Sur le plan statutaire, la situation linguistique de la Centrafrique est

caractérisée par un bilinguisme officiel qui sera mitigé dans la mesure où

dans les faits, il n’y a que le français qui joue pleinement le rôle de langue

officielle. En effet, les agents de l’État n’utilisent que cette langue pour

travailler et tous les textes administratifs nationaux : décrets, lois, arrêtés,

avis, notes de service etc. sont rédigés en français.

Nous voulons analyser un aspect de ce bilinguisme à travers l’exposition

écrite. Ce volet concerne la presse écrite, les productions littéraires, les

épîtres, les banderoles, les affiches et les écriteaux.

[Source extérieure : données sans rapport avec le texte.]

PR #505, opened 2025-04-10
BM-761: Switch most CI jobs to self-hosted runners

nategraf:
We try to use the self-hosted runners when possible for no-trivial jobs as they cost a lot less for us to run and are on higher-performance machines. This PR moves jobs in `main.yml` except the very small checks to self-hosted runners.


capossele (approved):
Made few changes, but otherwise good, thanks!

nategraf:
> Made few changes, but otherwise good, thanks!

Thanks!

Pour cette communi-

cation, nous nous limiterons aux banderoles, affiches et écriteaux.

Les banderoles, les affiches et les écriteaux constituent un phénomène très

particulier et très significatif. Ces formes d’exposition langagière couvrent

toute l’étendue du territoire centrafricain et de ce fait, sont représentatives

de la situation des langues exposées en Centrafrique. Pour en rendre

compte, nous avons monté un corpus iconographique en réalisant des

photographies des banderoles, des affiches et des écriteaux. Nous avons

ensuite classé les photographies par domaine.

1. DOMAINE ADMINISTRATIF

Le domaine administratif est le secteur public et donc son exploration nous

amène à vérifier si, sur le plan linguistique, l’État applique les textes

officiels qu’il a promulgués. Lorsqu’on observe les pancartes qui donnent

des informations sur les édifices administratifs, l’on constate que tout est

formulé en français : Université de Bangui, Ministère des Affaires

Etrangères, Lycée des Martyrs etc.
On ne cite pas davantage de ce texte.